Однажды он привел меня к Тертию Филиппову, о котором я уже слышал как о человеке значительном в мире искусства, приятеле Островского, поклоннике всего самобытного. Здесь я увидел знаменитую «сказительницу» Орину Федосову. Она вызвала у меня незабываемое впечатление. Я слышал много рассказов, старых песен и былин и до встречи с Федосовой, но только в ее изумительной передаче мне вдруг стала понятна глубокая прелесть народного творчества. Неподражаемо прекрасно «сказывала» эта маленькая, кривобокая старушка с веселым детским лицом о Змее Горыныче, Добрыне, о его «поездочках молодецких», о матери его, о любви. Предо мною воочию совершалось воскресение сказки, и сама Федосова была чудесна, как сказка.
А когда сели за ужин, начал рассказывать И.Ф. Горбунов, поразивший меня талантом своим не менее, чем Федосова. Впервые видел я, как человек двумя-тремя словами, соответствующей интонацией и мимикой может показать целую картину.
Слушая его бытовые сценки, я с изумлением чувствовал, что этот человек магически извлекает самое существенное из жизни бузулуков, самар, астраханей и всех городов, в которых я бывал и откуда вынес множество хаотических впечатлений, отложившихся на душе моей серой пылью скуки.
Я пел разные романсы и трио «Ночевала тучка золотая» с Корякиным и еще кем-то, причем Корякин так мощно произносил слово «тихонько», что стекла в окнах звенели. Тертий Филиппов отнесся ко мне очень ласково.
В другой раз меня повели к нему слушать удивительного мальчика, виртуоза на фортепьяно. Мальчик был худенький, чахлый и какой-то незаметный. Но когда он сел к инструменту и начал играть, я даже недоуменно оглянулся, услыхав звуки неописуемой силы и нежности. Казалось, мне показывают некий таинственный фокус. Мальчик был Гофман.

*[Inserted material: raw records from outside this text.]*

Issue #1002, opened 2024-10-22
Set Example For Upload Template is Generated WIth Incorrect Values


joshunrau:
For the Happiness Questionnaire, the template example for `causesOfDissatisfaction` is given as `SET(a,b,c) (optional)`. In the schema, it is defined as ` z.set(z.enum(['MONEY', 'FRIENDS', 'ROMANTIC_PARTNER', 'EXISTENTIAL_CRISIS'])).optional()`

david-roper:
Yeah this was one of the previous TODOs, will work on it now

Issue #918, opened 2024-08-14
Import data session


david-roper:
### Description

Create a type of session in which the user can log an ID and import data via csv. The step by step process should go something like this:

- select custom identifier for session
- select import data session
- select csv file to import and which instrument to import the data into
- let instrument validation schema validate csv data
- if valid import data into the subject table

### Estimated Difficulty

High

### Priority

Medium

PR #1006, opened 2024-10-23
Set sample data

david-roper:
create sample data for set fields when a template is generated for example

z.set(z.enum([a,b,c])

becomes sample data SET(a/b/c, ...)

closes issue #1002 

related to issue #918

### DIFF
--- a/apps/web/src/features/upload/utils.ts
+++ b/apps/web/src/features/upload/utils.ts
@@ -73,6 +73,10 @@ function isZodEnumDef(def: AnyZodTypeDef): def is z.ZodEnumDef {
   return def.typeName === z.ZodFirstPartyTypeKind.ZodEnum;
 }
 
+function isZodSetDef(def: AnyZodTypeDef): def is z.ZodSetDef {
+  return def.typeName === z.ZodFirstPartyTypeKind.ZodSet;
+}
+
 function isZodArrayDef(def: AnyZodTypeDef): def is z.ZodArrayDef {
   return def.typeName === 'ZodArray';
 }
@@ -126,6 +130,7 @@ export function reformatInstrumentData({
 
 export function getZodTypeName(schema: z.ZodTypeAny, isOptional?: boolean): ZodTypeNameResult {
   const def: unknown = schema._def;
+  console.log('zod def', def);
   if (isZodTypeDef(def)) {
     if (isZodOptionalDef(def)) {
       return getZodTypeName(def.innerType, true);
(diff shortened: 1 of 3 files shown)


apps/web/src/features/upload/hooks/useProcessUploadData.ts
joshunrau, line 1: Why does this exist?

apps/web/src/features/upload/utils.ts
```diff
@@ -73,6 +73,10 @@ function isZodEnumDef(def: AnyZodTypeDef): def is z.ZodEnumDef {
   return def.typeName === z.ZodFirstPartyTypeKind.ZodEnum;
 }
 
+function isZodSetDef(def: AnyZodTypeDef): def is z.ZodSetDef {
+  return def.typeName === z.ZodFirstPartyTypeKind.ZodSet;
+}
+
 function isZodArrayDef(def: AnyZodTypeDef): def is z.ZodArrayDef {
   return def.typeName === 'ZodArray';
```
joshunrau, line 81: You should use `z.ZodFirstPartyTypeKind` in all cases to be consistent

apps/web/src/features/upload/utils.ts
```diff
@@ -138,7 +142,31 @@ export function getZodTypeName(schema: z.ZodTypeAny, isOptional?: boolean): ZodT
       };
     } else if (isZodArrayDef(def)) {
       return interpretZodArray(schema, def.typeName, isOptional);
+    } else if (isZodSetDef(def)) {
+      const innerDef = def.valueType._def as AnyZodTypeDef;
```
joshunrau, line 146: We should not introduce any new code like this. Please write a type safe function to validate and parse the `_def`. This can also fix other type issues that we have.

joshunrau: For this feature to no longer be marked as experimental, there should be no `as` statements, except with detailed comment expressing why this is necessary.

apps/web/src/features/upload/utils.ts
```diff
@@ -138,7 +142,31 @@ export function getZodTypeName(schema: z.ZodTypeAny, isOptional?: boolean): ZodT
...
+      if (!isZodTypeDef(innerDef)) {
+        return {
+          message: 'Invalid inner type: ZodSet value type must have a valid type definition',
+          success: false
+        };
+      }
+
+      if (!isZodEnumDef(innerDef)) {
+        return {
+          message: 'Invalid inner type: ZodSet value type must be a ZodEnum',
```
joshunrau, line 157: Why?

apps/web/src/features/upload/utils.ts
```diff
@@ -315,7 +343,17 @@ function generateSampleData({
     case 'ZodNumber':
       return formatTypeInfo('number', isOptional);
     case 'ZodSet':
-      return formatTypeInfo('SET(a,b,c)', isOptional);
+      try {
+        if (!enumValues) {
```
joshunrau, line 347: it is not necessarily an enum

joshunrau (changes requested):
This is not a proper implementation. It incorrectly assumes that all Set fields are enums.

PR #1075, opened 2025-01-14
add support for importing mp4 videos in instruments

joshunrau:
Please see example for usage. 

Also adds error message for upload failure and allows uploading zipped directory


gdevenyi:
Where is the data going? In the database?

Performance will be abysmal 

This is what the S3 backend stuff is for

Чем больше видел я талантливых людей, тем более убеждался, как ничтожно все то, что я знаю, как много нужно мне учиться. Но как учиться, чему?
Беседуя с Дальским, я не раз говорил ему, что искусство, которому я служу, непонятно мне, не удовлетворяет меня. Я жалел, что не играю в драме, потому что, мне кажется, пение не может выразить так много, как живое слово. Дальский, конечно, соглашался со мною, и тогда у меня явилась настойчивая мысль: нельзя ли соединить оперу с драмой?